• **What you have to do**
Quote, without any change, the line that contains "adpaco-aws: I followed" and all lines that follow it to the end of the data below.

Dataset items
Issue #491, opened 2021-09-16
Timeouts have no effect during dashboard generation


adpaco-aws:
When generating the dashboard, individual jobs are added a timeout which does not take into account sub-processes (e.g., CBMC). The dashboard gets stuck because these processes continue to run, so using the `run-build` timeout feature (https://github.com/awslabs/aws-build-accumulator/issues/34) may help here.

adpaco-aws:
Litani has just released version 1.15.0 which is now able to kill subprocesses (tested on the dashboard). We may use the `run-build` flag in the future to assign a general timeout to a dashboard run, but since the fix is available in the newest version it is better to use that for now. Renaming this issue.

PR #505, opened 2021-09-22
Generate and publish dashboard into documentation

### LINKED ISSUE #484: Automatically generate dashboard in CI
Add a new CI job so that dashboard are generated automatically and added to our online documentation. Depends on #482 and #483.

adpaco-aws:
### Description of changes: 

Generates and publishes the dashboard into `rmc-docs`, where we have included a dedicated section and the dashboard itself.

### Resolved issues:

Resolves #484 

### Call-outs:

If approved, the dashboard step will be restricted to run in the same way as the publication step.

### Testing:

* How is this change tested? See the CI run [here](https://github.com/model-checking/rmc/pull/505/checks?check_run_id=3690563156).

### Checklist


tedinski (approved):
1. I believe we discussed running the dashboard generation only on push to release?
2. Do we have any mechanism to timeout a dashboard run overall? I'm worried if it was flaky about nontermination to start then maybe we'd need to worry about that again? I don't want to end up with github actions running for... presumably some default timeout?

tedinski:
Well litani didn't work, so I guess we still don't have a sense of how long it'll take in CI

```
ModuleNotFoundError: No module named 'dataclasses'
```

adpaco-aws:
In response to your questions:
 1. Yes, but I wanted to test this on the PR first (it was worth it).
 2. Unfortunately not (see #491). I was thinking maybe try tools like `timeout <dashboard-command>`?

> Well litani didn't work, so I guess we still don't have a sense of how long it'll take in CI
> 
> ```
> ModuleNotFoundError: No module named 'dataclasses'
> ```

We are actually getting three different errors. For macOS we get the one below:

```
thread 'main' panicked at 'called `Result::unwrap()` on an `Err` value: Os { code: 35, kind: WouldBlock, message: "Resource temporarily unavailable" }', src/tools/dashboard/src/litani.rs:93:48
```

I think this is due to the MacOS runner being too slow, basically.

The error on Ubuntu 20.04 is:

```
FileNotFoundError: [Errno 2] No such file or directory: 'dot'
```

Because we need to add litani dependencies.

adpaco-aws:
Okay, that worked (50 minutes). Saving the run [here](https://github.com/model-checking/rmc/pull/505/checks?check_run_id=3690563156).

I am going to apply the final changes now.

rmc-docs/src/dashboard.md
```diff
@@ -0,0 +1,11 @@
+# RMC Dashboard
+
+The [RMC Dashboard](./dashboard/index.html) purpose is to show the level of support in RMC for all Rust features.
```
avanhatt, line 3: Nit: grammar, either "RMC Dashboard's purpose" or "the purpose of..."

rmc-docs/src/dashboard.md
```diff
@@ -0,0 +1,11 @@
...
+To this end, we extract all examples from the following books:
```
avanhatt, line 4: Maybe more description, like "all Rust code snippet examples from the following general Rust documentation books"

scripts/setup/ubuntu/install_deps.sh
```diff
@@ -14,7 +14,9 @@ DEPS=(
   g++
   gcc
   git
+  gnuplot # Litani (recommended) dependency
```
avanhatt, line 17: Could you add a line to the README about running `install_deps.sh`?

avanhatt (changes requested):

.github/workflows/rmc.yml
```diff
@@ -49,6 +49,10 @@ jobs:
       - name: Execute RMC regression
         run: ./scripts/rmc-regression.sh
 
+      - name: Generate RMC dashboard
+        if: ${{ matrix.os == 'ubuntu-20.04' && github.event_name == 'push' && startsWith('refs/heads/main', github.ref) }}
+        run: ./x.py run -i --stage 1 dashboard
```
zhassan-aws, line 54: Is incremental (`-i`) needed here?

scripts/setup/ubuntu/install_deps.sh
zhassan-aws, line 17: Do we really need to add `gnuplot` as a dependency to RMC? It brings in a ton of other packages. Since the [Installation ](https://model-checking.github.io/rmc/install-guide.html) section of the tutorial refers to `install_deps.sh`, can we perhaps put `gnuplot` in a separate `install_dashboard_deps.sh` that is only run in CI?

.github/workflows/rmc.yml
adpaco-aws: Yes, otherwise RMC gets re-compiled.

scripts/setup/ubuntu/install_deps.sh
adpaco-aws: I liked this idea so I added it. The script is only run in the workflow when the dashboard is going to be generated.

rmc-docs/src/dashboard.md
adpaco-aws: Please check the new version.

rmc-docs/src/dashboard.md
adpaco-aws: I extended it a bit but would like to extend and review this in a follow-up PR, so opened #509

scripts/setup/ubuntu/install_deps.sh
adpaco-aws: I followed @zhassan-aws advice to put this into its own script. Do you want to use `install_deps.sh` in our README like we do in `rmc-docs`?

zhassan-aws (approved):

tedinski (approved):

adpaco-aws:
Following @avanhatt's advice, I have updated our README to point to `rmc-docs` so the quickstart section is simplified and we have installation instructions in one location. You can see a preview [here](https://github.com/adpaco-aws/rmc/tree/dash-ci), let me know what you think.

avanhatt (approved):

• **Task response**
adpaco-aws: I followed @zhassan-aws advice to put this into its own script. Do you want to use `install_deps.sh` in our README like we do in `rmc-docs`?

zhassan-aws (approved):

tedinski (approved):

adpaco-aws:
Following @avanhatt's advice, I have updated our README to point to `rmc-docs` so the quickstart section is simplified and we have installation instructions in one location. You can see a preview [here](https://github.com/adpaco-aws/rmc/tree/dash-ci), let me know what you think.

avanhatt (approved):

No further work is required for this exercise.